Фролло стоял перед зеркалом и приводил себя в порядок, когда услышал тихие всхлипывания. Он обернулся на этот звук и увидел, как Эсмеральда, всегда такая стойкая и несгибаемая, плачет. Ее плечи дрожали, она покачивалась из стороны в сторону, и у судьи защемило душу от такого зрелища. Он приблизился к ней и присел рядом, коснувшись ее плеча. Эсмеральда вздрогнула, отняла руки от лица, и Фролло увидел, что по ее щекам градом катятся слезы. Он нахмурился. Отчего она так скверно себя чувствует? Он ведь не давал ей в последнее время повода быть несчастной. Более того, делал все, чтобы ей было хорошо в его доме. Почему же она так рыдает?

— Эсмеральда… Что с тобой происходит, девочка? — он вглядывался в ее заплаканное лицо.

— Мое колено… — простонала она. — Это проклятое колено никак не заживает! Как же я теперь жить буду?!

— Что ты имеешь в виду? — он действительно не понимал. В его доме у нее было все: еда, одежда, он ни в чем не утеснял ее, даже более того.

Эсмеральда вцепилась в свою ночную рубашку. Ну как же он не понимает?! Впрочем, откуда бы ему это понять, он ведь никогда не терпел нужды.
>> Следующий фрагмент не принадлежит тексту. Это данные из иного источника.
PR #288, opened 2015-10-15
Avoid the usage of a double negative.

will-in-wi:
I was going through the code and had to read this message a couple of times. I hope that this wording is clearer.

Thanks for all of your work on this!


will-in-wi:
The build issue looks like something is wrong with Travis CI unrelated to the change. Could someone kick it?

Сытый голодного разве поймет?

— Если мое колено так и будет болеть, я не смогу танцевать! — горькое отчаяние перешло в раздражение, и она сказала это громче, чем ей хотелось. — Танцы — это моя жизнь! Ими я добывала себе средства к существованию, только благодаря им я могла прокормиться! А теперь что?! Я не могу даже ходить!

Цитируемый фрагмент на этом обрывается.